In short: 2021 was an important year for cryptocurrency markets. Cryptocurrencies are continuing their meteoric rise but rather than remaining a fringe market, cryptocurrencies are slowly making their way into the mainstream of financial markets. If cryptocurrencies can maintain some form of stability this trend will likely continue into 2022.  

9. NFTs

2021 will undoubtedly be remembered as the year Non-Fungible Tokens (NFTs) leaped into the mainstream. NFT are digital pieces of art which are stored on a blockchain. They can be images, videos and audio data and ownership of the data is stored on the secure blockchain ledger. At the start of the year, Christie’s sold the first NFT artwork “Everydays: the First 5,000 Days” by artist Beeple, for a huge $69 million. By the end of the year, the NFT market was worth a staggering $22 billion up from $100 million just a year earlier. 

People are using NFTs to monetize their fame in ways they previously could not. People who were the subject of internet memes have created NFTs of their viral images and videos and cashed in. The brothers featured in the popular “Charlie Bit Me” video from 2007 sold an NFT of their viral video for £538,000. The brothers, now 17 and 15, are using the money to pay for their university fees. Renowned film director Quentin Tarantino is launching “Pulp Fiction” NFTs to get in on the act. The market for NFTs is set to grow exponentially and 2021 will be considered the launch pad. Check out our article exploring NFTs in more detail.

In short: 2021 was the year of NFTs. There were a record number of NFT sales and an increasing number of celebrities and viral meme subjects cashed in on the nascent market. 


Finally, we look at some of the intellectual property legal battles that took place throughout the year. 

One of the most captivating legal disputes of 2021 was M&S’s claim against Aldi over its Cuthbert the Caterpillar cake. M&S claimed Aldi’s cake is too similar in design to their Colin the Caterpillar cake and lodged a complaint. This case was interesting, not solely because of the content but also Aldi’s response. Aldi’s official Twitter page began the hashtag “#FreeCuthbert”. The supermarket also tweeted “This is not just any court case, this is #Free Cuthbert”, mocking M&S’s slogan. M&S launched another IP lawsuit against Aldi over its Christmas gin.

At the start of the year, rapper Lil Nas X released so-called “Satan shoes”.  The trainers were modified Nike Air Max 97s but the rapper had not received endorsement or authorisation from Nike. The sportswear giant then launched a trademark infringement lawsuit and swiftly won the case.

Nike successfully beat Puma in a legal battle to trademark “footware”. Nike is seeking to trademark “footware” in connection with technological connectivity, electronic devices and other related products and services. In July, Puma withdrew its opposition in the US after 2 years of protest. 
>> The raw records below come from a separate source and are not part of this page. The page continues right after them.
PR #4496, opened 2021-12-10
State variable engine (floating point consensus engine)

ze97286:
close #4493


wwestgarth (dismissed):

jeremyletang (commented):
I still need to go through the test really properly, will do that locally and run them as well.

jeremyletang (approved):

PR #4514, opened 2021-12-15
Add network limits service and events

pscott31:
Closes #4513


jeremyletang (commented):
Sounds good here. we'll need to add support for this event / the api in the data-node too.

jeremyletang (approved):

PR #4535, opened 2021-12-26
wiring risk factors to state var consensus engine

ze97286:
close #4530 

This is part 1 of #4530


jeremyletang (commented):
It's nice to finally get rid of this weird structure of type.RiskResult. Can we remove it as well from the proto if they are still there as well?

jeremyletang (dismissed):

PR #4543, opened 2021-12-28
integrated risk factors with consensus engine + bug fixes to state va…

ze97286:
…r framework

close #4530 

moved the PR to https://github.com/vegaprotocol/vega/pull/4547


jeremyletang (commented):
Is it possible to replace the `sv.lock.Unlock()` in the different branching in state_variable.go with `defer sv.lock.Unlock()` instead. Doing that is quite cheap since the few last versions of the compiler, and it would eventually any bug in the future where we forgot to unlock in some new branching...
Also I release that some code may call tryConsensusLock or sendEventLock so it might not be possible.

PR #4660, opened 2022-01-26
4598 add tranx id to events and ctx

ettec:
Closes #4598   Where event are triggered by a transaction the transaction hash is added to published events.


jeremyletang (commented):
Just a small thing, but looks good overall.

jeremyletang (approved):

Turkish chef and restaurateur, Nusret Gokce, commonly known as Salt Bae was slapped with a $5 million copyright infringement lawsuit. A US artist, Logan Hicks, claims Gokce used his artwork in his restaurants without permission.

In short: In 2021 we saw a number of significant IP infringement lawsuits involving well known brands. Many of these lawsuits will continue into 2022, watch this space for updates. #FreeCuthbert.